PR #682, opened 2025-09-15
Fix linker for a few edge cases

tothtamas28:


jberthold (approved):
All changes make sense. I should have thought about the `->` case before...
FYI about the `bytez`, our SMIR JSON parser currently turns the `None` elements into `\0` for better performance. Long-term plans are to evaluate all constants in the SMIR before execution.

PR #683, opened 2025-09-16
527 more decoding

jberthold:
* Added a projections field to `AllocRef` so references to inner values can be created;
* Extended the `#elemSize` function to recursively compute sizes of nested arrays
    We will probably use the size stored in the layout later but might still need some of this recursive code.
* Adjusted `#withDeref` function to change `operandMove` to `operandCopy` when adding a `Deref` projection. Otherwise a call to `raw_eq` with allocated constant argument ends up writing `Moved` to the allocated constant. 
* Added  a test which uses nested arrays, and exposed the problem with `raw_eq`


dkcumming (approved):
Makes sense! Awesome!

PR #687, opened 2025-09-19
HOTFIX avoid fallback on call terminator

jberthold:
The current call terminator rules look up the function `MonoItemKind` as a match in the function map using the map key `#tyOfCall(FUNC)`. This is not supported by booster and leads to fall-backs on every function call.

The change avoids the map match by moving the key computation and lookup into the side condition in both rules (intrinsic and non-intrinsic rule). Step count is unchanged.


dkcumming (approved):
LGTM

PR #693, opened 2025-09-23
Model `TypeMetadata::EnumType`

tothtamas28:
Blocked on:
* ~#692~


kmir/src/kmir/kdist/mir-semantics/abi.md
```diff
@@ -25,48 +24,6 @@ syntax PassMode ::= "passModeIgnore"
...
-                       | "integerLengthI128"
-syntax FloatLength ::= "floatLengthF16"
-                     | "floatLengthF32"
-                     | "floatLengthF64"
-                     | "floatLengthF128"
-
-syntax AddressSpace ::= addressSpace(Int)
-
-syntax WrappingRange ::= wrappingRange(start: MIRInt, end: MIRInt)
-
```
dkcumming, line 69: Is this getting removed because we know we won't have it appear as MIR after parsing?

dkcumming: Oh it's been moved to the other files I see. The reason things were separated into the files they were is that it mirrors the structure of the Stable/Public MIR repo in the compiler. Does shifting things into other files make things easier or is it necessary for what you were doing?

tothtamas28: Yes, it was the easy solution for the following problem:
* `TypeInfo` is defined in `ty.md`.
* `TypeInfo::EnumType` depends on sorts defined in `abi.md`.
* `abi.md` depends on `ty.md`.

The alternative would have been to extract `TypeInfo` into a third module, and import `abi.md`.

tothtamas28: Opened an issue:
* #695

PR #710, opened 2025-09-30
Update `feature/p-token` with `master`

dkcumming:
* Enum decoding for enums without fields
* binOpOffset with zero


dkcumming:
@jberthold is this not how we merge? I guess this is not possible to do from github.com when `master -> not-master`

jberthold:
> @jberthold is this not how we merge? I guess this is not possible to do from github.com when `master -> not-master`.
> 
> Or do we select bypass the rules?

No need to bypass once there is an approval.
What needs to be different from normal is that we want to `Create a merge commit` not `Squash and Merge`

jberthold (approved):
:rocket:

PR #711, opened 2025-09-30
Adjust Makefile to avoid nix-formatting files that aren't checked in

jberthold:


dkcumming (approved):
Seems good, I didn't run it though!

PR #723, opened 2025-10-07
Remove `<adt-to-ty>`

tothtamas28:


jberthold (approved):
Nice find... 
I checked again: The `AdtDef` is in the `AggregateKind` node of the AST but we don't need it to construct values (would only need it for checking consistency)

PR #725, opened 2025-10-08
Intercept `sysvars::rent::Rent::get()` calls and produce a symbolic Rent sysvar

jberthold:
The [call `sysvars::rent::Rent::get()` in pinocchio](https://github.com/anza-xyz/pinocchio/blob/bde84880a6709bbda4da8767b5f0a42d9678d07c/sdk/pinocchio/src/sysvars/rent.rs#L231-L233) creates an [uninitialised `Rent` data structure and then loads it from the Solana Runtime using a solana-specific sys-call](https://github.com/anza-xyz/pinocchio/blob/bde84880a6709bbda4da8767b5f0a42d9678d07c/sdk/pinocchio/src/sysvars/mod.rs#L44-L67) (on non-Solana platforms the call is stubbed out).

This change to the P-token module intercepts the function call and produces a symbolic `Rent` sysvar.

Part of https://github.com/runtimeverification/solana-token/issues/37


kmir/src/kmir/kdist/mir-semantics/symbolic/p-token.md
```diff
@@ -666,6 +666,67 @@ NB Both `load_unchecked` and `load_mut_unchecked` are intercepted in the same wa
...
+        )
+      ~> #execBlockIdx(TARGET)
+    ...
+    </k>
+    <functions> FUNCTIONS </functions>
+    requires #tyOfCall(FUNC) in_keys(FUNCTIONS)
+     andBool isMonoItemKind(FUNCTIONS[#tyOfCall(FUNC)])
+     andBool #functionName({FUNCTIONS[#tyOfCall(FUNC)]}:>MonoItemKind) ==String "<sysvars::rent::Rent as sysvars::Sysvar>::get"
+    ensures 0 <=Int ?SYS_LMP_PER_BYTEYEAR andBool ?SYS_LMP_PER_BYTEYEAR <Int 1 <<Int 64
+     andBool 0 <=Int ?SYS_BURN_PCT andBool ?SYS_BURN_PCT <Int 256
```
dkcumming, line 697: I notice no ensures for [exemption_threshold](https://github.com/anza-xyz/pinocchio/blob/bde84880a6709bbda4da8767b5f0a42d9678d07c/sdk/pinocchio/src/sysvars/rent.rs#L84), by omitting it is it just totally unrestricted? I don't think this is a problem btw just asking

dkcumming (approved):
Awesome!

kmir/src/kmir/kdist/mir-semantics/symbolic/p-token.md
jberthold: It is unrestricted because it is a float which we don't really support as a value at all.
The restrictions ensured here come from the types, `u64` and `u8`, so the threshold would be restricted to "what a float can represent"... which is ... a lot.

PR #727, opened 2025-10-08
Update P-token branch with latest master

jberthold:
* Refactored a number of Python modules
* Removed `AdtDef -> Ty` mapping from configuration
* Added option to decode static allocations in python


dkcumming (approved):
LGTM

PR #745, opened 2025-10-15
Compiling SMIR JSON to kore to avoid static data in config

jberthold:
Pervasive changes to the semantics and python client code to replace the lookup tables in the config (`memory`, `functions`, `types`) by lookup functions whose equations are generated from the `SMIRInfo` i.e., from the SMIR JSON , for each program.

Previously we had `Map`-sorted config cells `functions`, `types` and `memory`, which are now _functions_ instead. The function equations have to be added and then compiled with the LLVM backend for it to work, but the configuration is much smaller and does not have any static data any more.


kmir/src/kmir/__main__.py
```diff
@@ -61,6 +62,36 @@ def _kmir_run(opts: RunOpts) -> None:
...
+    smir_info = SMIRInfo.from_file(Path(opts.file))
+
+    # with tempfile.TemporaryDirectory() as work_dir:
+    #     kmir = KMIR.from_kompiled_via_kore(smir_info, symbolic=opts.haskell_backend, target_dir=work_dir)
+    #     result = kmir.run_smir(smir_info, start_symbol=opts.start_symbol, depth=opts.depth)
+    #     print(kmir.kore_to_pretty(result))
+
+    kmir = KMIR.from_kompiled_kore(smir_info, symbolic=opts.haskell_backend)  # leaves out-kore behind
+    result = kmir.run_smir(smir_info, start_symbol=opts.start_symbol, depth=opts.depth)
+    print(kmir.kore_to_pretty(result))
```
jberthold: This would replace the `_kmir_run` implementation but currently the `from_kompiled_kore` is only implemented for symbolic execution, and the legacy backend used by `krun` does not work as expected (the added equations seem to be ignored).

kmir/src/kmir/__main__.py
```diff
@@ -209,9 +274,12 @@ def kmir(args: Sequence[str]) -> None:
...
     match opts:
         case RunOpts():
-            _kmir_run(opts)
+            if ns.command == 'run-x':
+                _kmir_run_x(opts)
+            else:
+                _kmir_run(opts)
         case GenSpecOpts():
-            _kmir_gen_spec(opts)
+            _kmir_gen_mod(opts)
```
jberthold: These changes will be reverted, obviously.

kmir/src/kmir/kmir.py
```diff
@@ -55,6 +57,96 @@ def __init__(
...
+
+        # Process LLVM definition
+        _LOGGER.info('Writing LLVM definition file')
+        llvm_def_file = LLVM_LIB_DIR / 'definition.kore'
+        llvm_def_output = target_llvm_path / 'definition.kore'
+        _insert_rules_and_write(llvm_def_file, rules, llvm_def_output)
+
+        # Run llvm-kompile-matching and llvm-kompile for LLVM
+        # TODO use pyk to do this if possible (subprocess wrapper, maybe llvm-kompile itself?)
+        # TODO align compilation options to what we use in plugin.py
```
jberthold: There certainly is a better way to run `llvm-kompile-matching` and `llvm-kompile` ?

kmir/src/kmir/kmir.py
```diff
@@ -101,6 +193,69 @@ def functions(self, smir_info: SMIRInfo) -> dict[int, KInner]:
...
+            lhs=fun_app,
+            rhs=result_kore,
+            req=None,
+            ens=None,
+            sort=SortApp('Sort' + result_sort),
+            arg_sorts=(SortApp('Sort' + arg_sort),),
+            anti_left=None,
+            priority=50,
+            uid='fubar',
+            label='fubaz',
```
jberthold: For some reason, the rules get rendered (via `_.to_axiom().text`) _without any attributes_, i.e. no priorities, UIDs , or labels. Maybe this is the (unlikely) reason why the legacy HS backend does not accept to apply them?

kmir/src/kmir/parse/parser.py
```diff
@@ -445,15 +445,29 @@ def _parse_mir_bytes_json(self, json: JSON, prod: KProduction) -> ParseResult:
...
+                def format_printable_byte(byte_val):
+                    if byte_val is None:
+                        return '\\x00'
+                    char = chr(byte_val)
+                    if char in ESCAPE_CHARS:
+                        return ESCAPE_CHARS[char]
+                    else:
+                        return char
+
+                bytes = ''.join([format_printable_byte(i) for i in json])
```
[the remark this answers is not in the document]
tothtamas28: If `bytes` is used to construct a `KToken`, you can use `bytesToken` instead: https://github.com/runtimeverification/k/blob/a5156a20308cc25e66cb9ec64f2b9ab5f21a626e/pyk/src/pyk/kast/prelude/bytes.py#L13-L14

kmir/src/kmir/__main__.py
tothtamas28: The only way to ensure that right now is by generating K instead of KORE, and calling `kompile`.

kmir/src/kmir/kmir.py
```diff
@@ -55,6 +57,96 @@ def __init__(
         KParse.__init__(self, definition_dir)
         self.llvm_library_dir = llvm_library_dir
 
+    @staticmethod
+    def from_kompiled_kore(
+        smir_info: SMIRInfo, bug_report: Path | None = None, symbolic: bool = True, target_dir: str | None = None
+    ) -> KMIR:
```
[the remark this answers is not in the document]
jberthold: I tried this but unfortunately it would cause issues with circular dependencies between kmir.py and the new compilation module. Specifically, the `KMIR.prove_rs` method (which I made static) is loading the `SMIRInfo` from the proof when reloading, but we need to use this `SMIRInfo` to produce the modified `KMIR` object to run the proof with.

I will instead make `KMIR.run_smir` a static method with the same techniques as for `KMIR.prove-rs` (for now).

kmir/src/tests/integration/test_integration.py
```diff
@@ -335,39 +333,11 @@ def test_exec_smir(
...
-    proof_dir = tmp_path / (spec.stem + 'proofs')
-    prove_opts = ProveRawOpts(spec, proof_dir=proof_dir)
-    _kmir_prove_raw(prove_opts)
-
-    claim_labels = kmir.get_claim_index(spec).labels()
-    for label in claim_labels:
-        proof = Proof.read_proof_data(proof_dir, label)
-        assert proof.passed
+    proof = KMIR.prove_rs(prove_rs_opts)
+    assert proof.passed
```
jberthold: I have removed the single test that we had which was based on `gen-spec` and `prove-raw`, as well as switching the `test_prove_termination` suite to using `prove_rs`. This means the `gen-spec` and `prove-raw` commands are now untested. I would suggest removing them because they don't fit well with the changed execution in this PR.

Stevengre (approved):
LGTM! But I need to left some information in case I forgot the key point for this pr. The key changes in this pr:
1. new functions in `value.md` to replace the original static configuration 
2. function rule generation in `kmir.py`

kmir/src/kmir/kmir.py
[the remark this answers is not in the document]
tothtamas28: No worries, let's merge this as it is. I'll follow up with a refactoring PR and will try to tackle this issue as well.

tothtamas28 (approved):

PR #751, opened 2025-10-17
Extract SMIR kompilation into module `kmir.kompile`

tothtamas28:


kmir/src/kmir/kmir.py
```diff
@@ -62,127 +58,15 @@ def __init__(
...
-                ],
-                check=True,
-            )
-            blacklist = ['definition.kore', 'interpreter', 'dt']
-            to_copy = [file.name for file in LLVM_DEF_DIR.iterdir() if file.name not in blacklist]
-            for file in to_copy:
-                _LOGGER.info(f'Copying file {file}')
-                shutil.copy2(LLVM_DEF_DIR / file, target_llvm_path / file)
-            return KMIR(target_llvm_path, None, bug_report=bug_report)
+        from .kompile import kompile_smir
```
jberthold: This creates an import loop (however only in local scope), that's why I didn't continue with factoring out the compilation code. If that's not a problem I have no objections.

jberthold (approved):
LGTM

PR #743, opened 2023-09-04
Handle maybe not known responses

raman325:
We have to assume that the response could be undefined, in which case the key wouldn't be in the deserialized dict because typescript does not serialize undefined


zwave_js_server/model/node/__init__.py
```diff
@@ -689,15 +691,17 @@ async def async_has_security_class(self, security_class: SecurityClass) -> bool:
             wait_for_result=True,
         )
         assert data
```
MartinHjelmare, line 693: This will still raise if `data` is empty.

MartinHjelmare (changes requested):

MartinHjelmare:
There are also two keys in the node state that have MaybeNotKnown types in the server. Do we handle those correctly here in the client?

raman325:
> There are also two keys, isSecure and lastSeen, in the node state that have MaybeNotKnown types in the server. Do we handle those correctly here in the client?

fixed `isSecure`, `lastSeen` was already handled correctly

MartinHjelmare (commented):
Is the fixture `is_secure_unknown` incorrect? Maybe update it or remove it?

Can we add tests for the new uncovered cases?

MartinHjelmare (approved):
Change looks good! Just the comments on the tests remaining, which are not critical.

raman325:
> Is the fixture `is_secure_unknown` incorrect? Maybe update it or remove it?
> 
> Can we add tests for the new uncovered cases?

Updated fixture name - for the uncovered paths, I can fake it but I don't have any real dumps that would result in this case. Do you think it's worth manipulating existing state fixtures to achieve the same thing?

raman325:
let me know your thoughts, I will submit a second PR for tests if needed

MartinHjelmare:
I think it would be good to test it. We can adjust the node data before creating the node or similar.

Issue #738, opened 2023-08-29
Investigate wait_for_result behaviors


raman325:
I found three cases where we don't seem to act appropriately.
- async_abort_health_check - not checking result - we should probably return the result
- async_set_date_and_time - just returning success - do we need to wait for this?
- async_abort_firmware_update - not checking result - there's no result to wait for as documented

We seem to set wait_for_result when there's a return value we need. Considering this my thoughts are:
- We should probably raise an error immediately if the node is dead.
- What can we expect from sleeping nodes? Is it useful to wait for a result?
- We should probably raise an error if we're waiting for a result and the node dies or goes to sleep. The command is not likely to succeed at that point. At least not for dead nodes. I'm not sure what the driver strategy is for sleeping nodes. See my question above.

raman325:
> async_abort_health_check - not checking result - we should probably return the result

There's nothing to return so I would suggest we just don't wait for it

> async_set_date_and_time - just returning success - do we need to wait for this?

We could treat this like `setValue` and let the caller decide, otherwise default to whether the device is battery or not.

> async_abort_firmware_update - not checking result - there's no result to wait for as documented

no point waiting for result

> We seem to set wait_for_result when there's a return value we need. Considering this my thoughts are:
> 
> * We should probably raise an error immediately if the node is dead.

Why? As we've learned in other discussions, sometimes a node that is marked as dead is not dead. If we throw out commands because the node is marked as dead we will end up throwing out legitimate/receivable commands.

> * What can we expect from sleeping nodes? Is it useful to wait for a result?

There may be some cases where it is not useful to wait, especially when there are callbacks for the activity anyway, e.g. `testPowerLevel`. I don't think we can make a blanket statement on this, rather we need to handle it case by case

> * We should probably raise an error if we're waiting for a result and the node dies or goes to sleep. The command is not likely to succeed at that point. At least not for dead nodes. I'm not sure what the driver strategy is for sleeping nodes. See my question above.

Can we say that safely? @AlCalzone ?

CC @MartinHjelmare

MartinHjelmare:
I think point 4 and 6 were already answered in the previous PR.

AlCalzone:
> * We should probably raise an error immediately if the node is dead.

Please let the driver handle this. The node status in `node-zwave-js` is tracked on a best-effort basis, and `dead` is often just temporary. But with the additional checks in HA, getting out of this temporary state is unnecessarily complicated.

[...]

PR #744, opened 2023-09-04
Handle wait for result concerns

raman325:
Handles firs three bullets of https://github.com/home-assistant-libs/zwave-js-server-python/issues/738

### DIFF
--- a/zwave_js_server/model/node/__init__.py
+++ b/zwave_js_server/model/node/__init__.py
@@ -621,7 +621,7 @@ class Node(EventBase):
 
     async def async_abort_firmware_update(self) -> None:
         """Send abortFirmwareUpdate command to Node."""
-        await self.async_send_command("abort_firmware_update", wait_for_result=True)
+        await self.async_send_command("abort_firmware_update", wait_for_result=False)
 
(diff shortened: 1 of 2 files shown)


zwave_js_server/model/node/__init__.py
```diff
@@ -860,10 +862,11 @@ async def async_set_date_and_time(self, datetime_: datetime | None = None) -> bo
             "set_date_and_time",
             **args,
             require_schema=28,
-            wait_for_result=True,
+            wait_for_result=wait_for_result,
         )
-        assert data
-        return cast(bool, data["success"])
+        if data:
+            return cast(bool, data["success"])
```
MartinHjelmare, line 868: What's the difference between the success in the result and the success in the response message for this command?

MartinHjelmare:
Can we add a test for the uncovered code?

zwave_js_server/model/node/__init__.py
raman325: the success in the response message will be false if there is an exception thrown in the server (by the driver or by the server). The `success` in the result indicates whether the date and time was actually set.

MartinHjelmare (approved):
────────────────────────────────────────
*WHAT YOU WILL DO*
Wherever the word "strategy" appears in a line of the data above, copy that line.

*RESPONSE TO THIS EXERCISE*
- We should probably raise an error if we're waiting for a result and the node dies or goes to sleep. The command is not likely to succeed at that point. At least not for dead nodes. I'm not sure what the driver strategy is for sleeping nodes. See my question above.
> * We should probably raise an error if we're waiting for a result and the node dies or goes to sleep. The command is not likely to succeed at that point. At least not for dead nodes. I'm not sure what the driver strategy is for sleeping nodes. See my question above.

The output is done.